Centrally imposed metadata structures aren’t sexy.

Victor points to Dubliners, in which Joe Clark (when is that book published? I’m waiting for it!) laments that Dublin Core isn’t used. Ha, I know why: centrally imposed metadata structures aren’t sexy. Ask Victor : his categories are crazy as hell, but they are his. That’s the point. What would be the value for him adding boring metadata that is so general to the point of becoming useless. That’s why I have hope for XFML.

I’m on the plane reading

I’m on the plane reading up on some blogs I’ve missed lately! No, it’s not Internet over the Atlantic, it’s IE’s Work Offline feature (Mozilla has it too). Very very cool. I wish there was a way to just point my browser to a set of bookmarks (when am I gonna get a decent bookmark managaging function?) when on a fast connection and say “suck them all in baby, I’ll watch them offline”. Maybe an idea for the Moz guys?

PS: I’m typing this on the plane as well, in Notepad. I also wish there was a way for Movabletype to work offline. But I guess that’s what we have Radio for.
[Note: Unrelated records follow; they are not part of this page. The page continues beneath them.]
PR #753, opened 2022-03-01
chore: update packages to krakenjs scope

westeezy:
Updating the krakenjs github packages to be under the npm org `@krakenjs`. There are no changes to the packages themselves just the organization move.


gregjopa:
Great to see CI is passing! @westeezy can you update the PR description and mark this as ready for review?

I added @gillycheesesteak and @Seavenly to help review.

Seavenly:
@westeezy Should we update `grumbler-scripts` in `devDependencies`to use `@krakenjs` as well?

westeezy:
@Seavenly haven't moved `grumbler-scripts` to krakenjs scope just yet, but that being said might as well bump it today just so we can take care of it in one shot. So long story short I'll do that sometime later today

westeezy:
@Seavenly given this repo is on grumbler-scripts v3 there will be some bigger updates to make to bump it to latest. Apologies I did not notice it was behind at first. This is something I can do but I propose we do it after moving to `@krakenjs` for runtime dependencies. This will provide us a more iterative path and allow us to get this unit of work out rather than letting it idle.

westeezy:
Had some extra time so added the move to grumbler-scripts v6 as well. required updating a number of eslint related packages and turning off a few new rules which yall can chose to turn back on if you like :D 

edit: looks like dev builds have issues with nullish coalescing but all other builds seem fine.. ill investigate this week
edit2: needed node 14 for the register which is using @babel/preset-env. pushing a commit to use node14 in CI, nvmrc, etc

package.json
```diff
@@ -42,45 +42,45 @@
...
+        "@krakenjs/beaver-logger": "^5.0.0",
+        "@krakenjs/belter": "^2.0.0",
+        "@krakenjs/jsx-pragmatic": "^3.0.0",
+        "@krakenjs/post-robot": "^11.0.0",
+        "@krakenjs/zalgo-promise": "^2.0.0",
+        "@krakenjs/zoid": "^10.0.0",
+        "@paypal/common-components": "^1.0.24-alpha.1",
+        "@paypal/sdk-client": "^4.0.166-alpha.2",
+        "@paypal/sdk-constants": "^1.0.11-6.alpha-1",
+        "@paypal/sdk-logos": "^1.0.43-alpha.1",
```
Seavenly: Are these `alpha` versions the latest?

package.json
```diff
@@ -42,45 +42,45 @@
...
-        "jsx-pragmatic": "^2.0.7",
-        "post-robot": "^10.0.29",
-        "zalgo-promise": "^1.0.38",
-        "zoid": "^9.0.46"
+        "@krakenjs/beaver-logger": "^5.0.0",
+        "@krakenjs/belter": "^2.0.0",
+        "@krakenjs/jsx-pragmatic": "^3.0.0",
+        "@krakenjs/post-robot": "^11.0.0",
+        "@krakenjs/zalgo-promise": "^2.0.0",
+        "@krakenjs/zoid": "^10.0.0",
```
Seavenly, line 50: Are these major version bumps just for switching the dependency location, and not any actually breaking changes we should be cautious about?

westeezy: correct just a change to be under the `krakenjs` npm scope

package.json
westeezy: these will be replaced before the merge with the published versions. alpha was purely for testing

westeezy: pushed an update to most recent versions

Seavenly (approved):

PR #761, opened 2022-03-07
refactor: lander index for instrumentation

grablack:


src/utils/logger.js
```diff
@@ -18,11 +18,13 @@ export const logger = Logger({
     flushInterval: 10 * 1000,
     // Override transport so we can use withCredentials
     transport: ({ url, method, json, headers }) => {
+        // Lander does not have index providing one
+        const landerPayload = __MESSAGES__.__TARGET__ === 'LANDER' ? '1' : undefined;
```
Seavenly: Is this necessary since `eventsIndexes` gets combined with `trackingIndexes` here? https://github.com/paypal/paypal-messaging-components/blob/2965531faf00d077af601bc48616817906f07ccf/src/utils/logger.js#L35

grablack: removed

Seavenly (approved):

PR #773, opened 2022-03-18
refactor: enhance offer param to support more offers

erikacolette29:


src/library/zoid/message/validation.js
```diff
@@ -107,10 +108,18 @@ export default {
...
     },
     offer: ({ props: { offer } }) => {
+        const offerTypes = [
+            OFFER.PAY_LATER_SHORT_TERM,
+            OFFER.PAY_LATER_LONG_TERM,
+            OFFER.PAY_LATER_PAY_IN_1,
+            OFFER.PAYPAL_CREDIT_NO_INTEREST,
+            OFFER.PAYPAL_CREDIT_INSTALLMENTS,
+            'NI'
+        ];
```
Seavenly: Consider iterating over `OFFER`'s values so that if a new value is ever added in the future it gets automatically included.
``` javascript
const offerType = [...Object.values(OFFER), 'NI'];
```

Seavenly (approved):

Seavenly (approved):

PR #776, opened 2022-03-22
fix: duplicate stats events

paypal-rosman:


src/components/message/Message.js
```diff
@@ -100,11 +100,20 @@ const Message = function({ markup, meta, parentStyles, warnings }) {
 
     if (typeof onProps === 'function') {
         onProps(xprops => {
-            const shouldRerender = Object.keys(props).some(key =>
-                typeof props[key] !== 'object'
-                    ? props[key] !== xprops[key]
-                    : JSON.stringify(props[key]) !== JSON.stringify(xprops[key])
-            );
+            const shouldRerender = Object.keys(props)
+                // lets check what is null and undefined and make sure we do not attempt to update
```
gillycheesesteak: Let's expand on this comment a bit about exactly the issue we saw

paypal-rosman: updated

src/components/message/Message.js
```diff
@@ -100,11 +100,23 @@ const Message = function({ markup, meta, parentStyles, warnings }) {
...
     if (typeof onProps === 'function') {
         onProps(xprops => {
-            const shouldRerender = Object.keys(props).some(key =>
-                typeof props[key] !== 'object'
-                    ? props[key] !== xprops[key]
-                    : JSON.stringify(props[key]) !== JSON.stringify(xprops[key])
-            );
+            const shouldRerender = Object.keys(props)
+                // specific situation where this variable would compare null to undefined casuing it to render as true.
+                // to migtigae that we are filtering all xprops and props values that are equal to null or undefined
```
gillycheesesteak: `migtigae` => `mitigate`

gillycheesesteak (approved):

src/components/message/Message.js
```diff
@@ -100,11 +100,23 @@ const Message = function({ markup, meta, parentStyles, warnings }) {
...
+                // to mitigate that we are filtering all xprops and props values that are equal to null or undefined
+                // thus only checking values that are not null or undefined and determing if we need to rerender or not. 
+                // Rene 03/23/22
+                .filter(
+                    key =>
+                        props[key] !== undefined &&
+                        props[key] !== null &&
+                        xprops[key] !== undefined &&
+                        xprops[key] !== null
+                )
```
Seavenly: Will this prevent a rerender if a value purposely changes from something to nothing? Such as explicitly changing an amount value from `50` to `null` if a merchant wants to revert back to a generic message. Maybe there is a banner rendered on an SPA that spans multiple pages for example that gets updated. Should we instead improve the predicate function of `some()` instead of filtering out comparing a prop all together?

Also consider using `typeof value === 'undefined'` instead of `value === undefined` when checking for `undefined` as it is considered best practice since it will catch a handful of edge-cases that can slip through with `value === undefined`.

src/components/message/Message.js
```diff
@@ -100,11 +100,23 @@ const Message = function({ markup, meta, parentStyles, warnings }) {
...
-            const shouldRerender = Object.keys(props).some(key =>
-                typeof props[key] !== 'object'
-                    ? props[key] !== xprops[key]
-                    : JSON.stringify(props[key]) !== JSON.stringify(xprops[key])
-            );
+            const shouldRerender = Object.keys(props)
+                // specific situation where this variable would compare null to undefined casuing it to render as true.
+                // to mitigate that we are filtering all xprops and props values that are equal to null or undefined
+                // thus only checking values that are not null or undefined and determing if we need to rerender or not. 
+                // Rene 03/23/22
```
Seavenly: Can this be removed since the authorship is baked into the git commit itself?

src/components/message/Message.js
paypal-rosman: good catch, i just tested the case of `amount: 60` then did not pass amount in a `setTimeout` to simulate a prop update and it looks like with our old code the message did re-render but did not update the amount ( so with the rerender message it showed `amount: 60` still when it should be undefined) and with this new code i put in. So need to take a step back and come up with something better it seems like

src/components/message/Message.js
```diff
@@ -98,13 +98,28 @@ const Message = function({ markup, meta, parentStyles, warnings }) {
...
-            const shouldRerender = Object.keys(props).some(key =>
-                typeof props[key] !== 'object'
-                    ? props[key] !== xprops[key]
-                    : JSON.stringify(props[key]) !== JSON.stringify(xprops[key])
-            );
+            const shouldRerender = Object.keys(props).some(key => {
+                // check to see if either props or xpros values have changed
+                // if any of the props or xprops value have changed
+                // let's take an extra step to determine which values do not equal each other
+                if (didPropsChange(props[key]) || didPropsChange(xprops[key])) {
```
paypal-rosman: Taking a closer look at this, do we only need to check the xprops values? because at the time of this check `props[key]`  has not changed since the original `createState` function. So there might be no need to even check if `props[key]` is undefined or null.

src/components/message/Message.js
```diff
@@ -98,13 +98,28 @@ const Message = function({ markup, meta, parentStyles, warnings }) {
         button.focus();
     });
 
+    // return boolean if propsValue is not equal to undefined or null
+    // propsValue can be either props or xprops
+    // if returns true it means propsValue changed
+    // if returns false it means propsValue did not change
+    const didPropsChange = propsValue => {
```
gillycheesesteak: I think the function name is confusing here - this is only detecting whether we want to consider this prop for a change detection. ex: It is possible that the prop started as `50` and ended as `50`, but this function will return `true`

src/components/message/Message.js
```diff
@@ -98,13 +98,28 @@ const Message = function({ markup, meta, parentStyles, warnings }) {
...
         onProps(xprops => {
-            const shouldRerender = Object.keys(props).some(key =>
-                typeof props[key] !== 'object'
-                    ? props[key] !== xprops[key]
-                    : JSON.stringify(props[key]) !== JSON.stringify(xprops[key])
-            );
+            const shouldRerender = Object.keys(props).some(key => {
+                // check to see if either props or xpros values have changed
+                // if any of the props or xprops value have changed
+                // let's take an extra step to determine which values do not equal each other
```
gillycheesesteak: This comment is similarly misleading, because the first thing we are doing is checking whether we want to _exclude_ a key because it started and ended as `null|undefined`

src/components/message/Message.js
gillycheesesteak: This check should be using `&&`, we want to make sure that both before and after values are not `null|undefined`

src/components/message/Message.js
paypal-rosman: let me change the name of the function, now that i am looking at it, it is confusing. The function does return true in that case but the 2nd check in the ternary conditional will make sure it does not rerender because 

`props[key] !== xprops[key]`

gillycheesesteak (approved):

PR #778, opened 2022-03-23
refactor: clean up FR and GB content and mutation files

yeul:
Cleans up FR and GB local content files after backwards compatibility fix for the non-qualifying purchase range release. Also cleans up mutations.


yeul:
replaced by #792

PR #783, opened 2022-03-31
chore: change EUR to €

merlinstardust:


src/components/modal/v2/parts/views/ShortTerm/Content.jsx
```diff
@@ -59,7 +60,7 @@ export const ShortTerm = ({
                                                 <Donut
                                                     key={index}
                                                     qualifying={qualifying}
-                                                    periodicPayment={periodicPayment}
+                                                    periodicPayment={formattedPeriodicPayment}
```
yeul:
```suggestion
                                                    periodicPayment={periodicPayment.replace(/(\s?EUR)/g, ' €')}
```
Can we change this to the above? it might get confusing if we call it `formattedPeriodicPayment` since that's an actual variable that exists as far as content coming back is concerned. Also, instead of wrapping it in `currencyFormat` which also lops off 0s, we probably just want to have the above for now just to keep the 0s since we don't like removing those when it's a payment breakdown. This regex above will only update EUR to the symbol and everything else stays the same.

src/components/modal/v2/parts/views/ShortTerm/Content.jsx
```diff
@@ -38,8 +38,9 @@ export const ShortTerm = ({
     };
 
     const donutScreenReaderString = donutTimestamps
-        .map(timestamp => `${periodicPayment.replace('.00', '')} for ${timestamp}`)
+        .map(timestamp => `${currencyFormat(periodicPayment)} for ${timestamp}`)
         .join(', ');
+    const formattedPeriodicPayment = currencyFormat(periodicPayment);
```
yeul:
```suggestion
```

src/components/modal/v2/lib/hooks/currency.js
```diff
@@ -10,6 +10,7 @@ export const currencyFormat = string => {
             // eslint-disable-next-line security/detect-unsafe-regex
             /((\$|£)?(\d{1,5}(\.|,)){1,3}00)/g
```
yeul:
```suggestion
            /((\$|£)?(\d{1,5}(\.|,)){1,3}\d\d)(\s?EUR)?/g
```
If we update this regex here it should cover our usecase.

src/components/modal/v2/lib/hooks/currency.js
```diff
@@ -10,6 +10,7 @@ export const currencyFormat = string => {
...
         ) ?? null;
+
     if (match !== null) {
         match.forEach(foundString => {
             const filteredString = foundString
```
yeul, line 16:
```suggestion
            const filteredString = foundString
                .replace(/(\.|,)00-/g, '-')
                .replace(/(\.|,)00$/g, '')
                .replace(/(\.|,)00(.|\s*)EUR/g, ' €');
            formattedStr = formattedStr.replace(foundString, filteredString);
```
We should be good to simplify this regex to the above since we aren't dealing with messages here.

src/components/modal/v2/lib/hooks/currency.js
```diff
@@ -21,5 +22,5 @@ export const currencyFormat = string => {
             formattedStr = formattedStr.replace(foundString, filteredString);
         });
     }
-    return formattedStr;
+    return formattedStr.replace(/(EUR)/g, '€');
```
yeul:
```suggestion
    return formattedStr;
```

merlinstardust:
closing in favor of #788

PR #602, opened 2026-05-27
Rename published package to @roostorg/coop-types

### LINKED ISSUE #598: Rename package published for coop integration types
Currently we're publishing to npm as [`@roostorg/types`](https://npmx.dev/@roostorg/types), which isn't specific to coop, even though these types are specific to coop and it's ecosystem of integrations. Longer term, from within the codebase, this would be a local package via pnpm workspaces, the publication surface is for external integrators to consume.

As such, a name like `@roostorg/coop-integration-types` probably makes more sense.

As we use OIDC Trusted Publishing in this repository, the first publish of `@roostorg/coop-integration-types` would need to be done from a developer's machine (a minimal stub package @ version 0.0.0, no actual code), and then we'd do the release workflow to actually publish the package for real. This creates the package which allows us to configure the OIDC Trusted Publishing + any related workflow logic we want.

(We could also publish pre-releases from time-to-time, and/or publish on merge to main [as a separate tag](https://docs.npmjs.com/cli/v8/commands/npm-publish?v=true#tag), i.e., not `latest` which is the default and what you get when you do `pnpm install @roostorg/coop-integration-types`)

juanmrad:
Fixes #598 

Renames the types package in coop to a more appropriate `coop-types` already published a 2.1.0 so here we are bumping to 2.2.0 to confirm work of the release via CI. 

There will be a follow up pr after this to move to use 2.2.0 on codebase.

## Summary by CodeRabbit

* **Chores**
  * TypeScript types package renamed from `@roostorg/types` to `@roostorg/coop-types`.
  * Package version bumped to 2.2.0.
  * Publish process updated to derive the package name dynamically and skip publishing when the specific package@version already exists.

[Review Change Stack](https://app.coderabbit.ai/change-stack/roostorg/coop/pull/602?utm_source=github_walkthrough&utm_medium=github&utm_campaign=change_stack)

### DIFF
--- a/.github/workflows/publish-types.yaml
+++ b/.github/workflows/publish-types.yaml
@@ -28,13 +28,14 @@ jobs:
       - name: Check and publish types
         run: |
           cd types
+          PKG_NAME=$(node -p "require('./package.json').name")
           VERSION=$(node -p "require('./package.json').version")
-          echo "Checking @roostorg/types@$VERSION..."
-          
-          if npm view "@roostorg/types@$VERSION" version >/dev/null 2>&1; then
-            echo "⚠️  Version $VERSION of @roostorg/types already exists on npm - skipping"
+          echo "Checking $PKG_NAME@$VERSION..."
+
+          if npm view "$PKG_NAME@$VERSION" version >/dev/null 2>&1; then
+            echo "⚠️  Version $VERSION of $PKG_NAME already exists on npm - skipping"
           else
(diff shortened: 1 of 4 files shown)


julietshen (approved):
assuming coderabbit/copilot comments will be addressed, this LGTM based on our discussion in the coop working group. Let's make sure Kyodo and Notion are aware

ThisIsMissEm:
LGTM (fwiw, the release tooling will be able to simplify this a bunch too)

PR #606, opened 2026-05-27
[Coop-Types] Migrate to newly created package

juanmrad:

s/types/coop-types 

Replace all uses of types to coop types.


julietshen (approved):
thanks :)

PR #634, opened 2026-05-28
feat: add nginx serve stage to client Dockerfile

mbradley:
## Summary
- Adds `nginx:1.27.5-alpine` serve stage to the client Dockerfile for production SPA serving
- `nginx.conf` with SPA routing (`try_files`), security headers, and correct caching strategy
- Vite hashed assets (`/assets/`) get aggressive 1-year cache; everything else gets no-cache so deploys take effect immediately
- `.dockerignore` updated to allow `nginx.conf` through

## Context
The client Dockerfile only had a build stage with no production serving. The K8s `coop-client` deployment serves the built React SPA via nginx on port 80, with liveness/readiness probes on `GET /`.

## Test plan
- [ ] CI builds the client image successfully
- [ ] nginx serves the SPA on port 80
- [ ] `GET /` returns 200 (K8s probes will pass)
- [ ] Client-side routing works (deep links serve index.html)
- [ ] Static assets are cached, HTML is not

### DIFF
--- a/client/.dockerignore
+++ b/client/.dockerignore
@@ -9,3 +9,4 @@
 !postcss.config.js
 !tailwind.config.js
 !tsconfig.json
+!nginx.conf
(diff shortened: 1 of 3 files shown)


mbradley:
Opened against wrong remote -- moving to divinevideo/coop

Issue #288, opened 2026-04-21
Design (expanded/desired) integration tests


cassidyjames:
Related to #213 and as mentioned in https://github.com/roostorg/coop/discussions/277#discussioncomment-16657710, we need to determine what integration tests should cover and do some high-level design before implementation.

- [ ] @julietshen to think through other scenarios from a T&S perspective.
- [x] @cassidyjames to create sub-issues for each of the above

cassidyjames:
@vinaysrao1 shared the following:

> 1. End-to-end item submission: send an item through the queue and check it lands correctly in Scylla, ClickHouse.            
> 2. Rule changes take effect: when a rule is created or updated, confirm the cache clears and the next item is judged by the new rule.          
> 3. Report flow works across all systems: submit a report and verify it flows through Postgres, Scylla, the review queue, ClickHouse, and a “simulated” NCMEC service.  
> 4. Background jobs do the right thing: run the NCMEC retry, MRT refresh, and rule-anomaly jobs against real databases and check they don't double-fire or skip rows.                                  
> 5. System survives outages: simulate Redis, Scylla, Postgres, and HMA going down or slow; confirm Coop degrades gracefully without losing data.                                                          
> 6. Speed and throughput stay healthy: load-test the main endpoints to make sure response times and queue depth stay within agreed limits.

PR #640, opened 2026-05-29
Add #341 report-flow integration test

### LINKED ISSUE #341: Report flow integration test
Report flow works across all systems: submit a report and verify it flows through Postgres, Scylla, the review queue, ClickHouse, and a “simulated” NCMEC service.

julietshen:
## Summary

Closes #341 (part of the integration-test design in #288).

Submits a report via `POST /api/v1/report` against a real running stack and asserts the report flows through every system named in the issue:

- **Scylla** (`item_submission_by_thread`) — reported item submission
- **ClickHouse** (`REPORTING_SERVICE.REPORTS`) — analytics row written by `ReportingService.submitReport`
- **Postgres** (`manual_review_tool.job_creations`) — review queue membership
- **\"Simulated\" NCMEC**: when `reportedForReason.csam = true`, the report routes through `NcmecService.enqueueForHumanReviewIfApplicable`, which extracts the content's creator and enqueues the **user** (not the content). The `job_creations.item_id` flipping from content → creator is the observable difference from the standard path. The actual cybertip HTTP submission is downstream of a reviewer decision and intentionally out of scope.

Each test provisions its own content item type so item-type cache pollution from a prior test can't mask resolution problems.

Two new polling helpers in `server/test/integ/wait.ts`:
- `waitForReportInClickHouse` — polls `REPORTING_SERVICE.REPORTS`
- `waitForJobCreationInPostgres` — polls `manual_review_tool.job_creations` (the MRT row is the differentiator for the NCMEC vs. standard path — same table, different `item_id`)

The NCMEC scenario uses `ScalarTypes.IMAGE`. `isMediaType` returns true for IMAGE/AUDIO/VIDEO/MEDIA, and `NcmecEnqueueToMrt` uses the same generic `scalarGetValues` handler for all four, so any media-class scalar exercises the same code path. IMAGE keeps the test runnable today; once #632 (MEDIA wiring) lands, MEDIA would work the same way.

I’ve been using Photomesa for a few months now, and it is great. ZUI’s (Zoomable USer Interface) are a great and logical way to manage your picture collection. I’ve got three months worth of pictures in there, and I see no problem scaling it up to many years of pictures. It’s too bad nobody has made a commercial product out of it (it could do with a bit of polishing and additional features). For that matter, it’s too bad nobody has made a decent picture management tool, ever, as far as I know. I’m a photographer by training, and I know there’s a market there. I’m sure a company could easily create an amazingly useful tool that all professional photographers and many consumers would use. I’m not sure why that hasn’t happened, but it’s dissapointing. Maybe because it would be too easy for MS to incorporate the zooming metaphor as an option for viewing folders in their next release of Windows, thereby killing the product mentioned above. No, that’s not it, the zoomable interface is only part of what I want, there is a lot more: annotation, proper metadata, … MS actually have some decent research on this, too bad I can’t find it – wanna try? My email+blogging time is limited to 40 minutes today and they’re running out.

Innovation seems so damn slow.

I just found the preview edition of Groove on my machine again, an online collaboration tool. Anyone care to install it as well and try it out?

I’m also still looking for the killer tool to manage my social network. Any ideas?

I have a question box

I have a question box on one of my sites, and I was considering building a system that would allow multiple people to answer the questions I get, and to archive them online; this email message made me think about the privacy aspect of it:

“Thanks. I hope my question won’t be posted on any public message boards — I’d be embarrassed to have it posted! It’s just a question that I asked because I am trying to get a better understanding of the experience that my friend is going through”.

When I do find time to design this system, I’ll use this quote with one of the personas.

eDesign (pointer by Jeff at

eDesign (pointer by Jeff at IASlash) has some really good stuff, like this story of assistive technology for disabled users. Too bad I had to hack the URL to link to it, and too bad the new site suffers from bad links and error pages, else I would have subscribed straight away.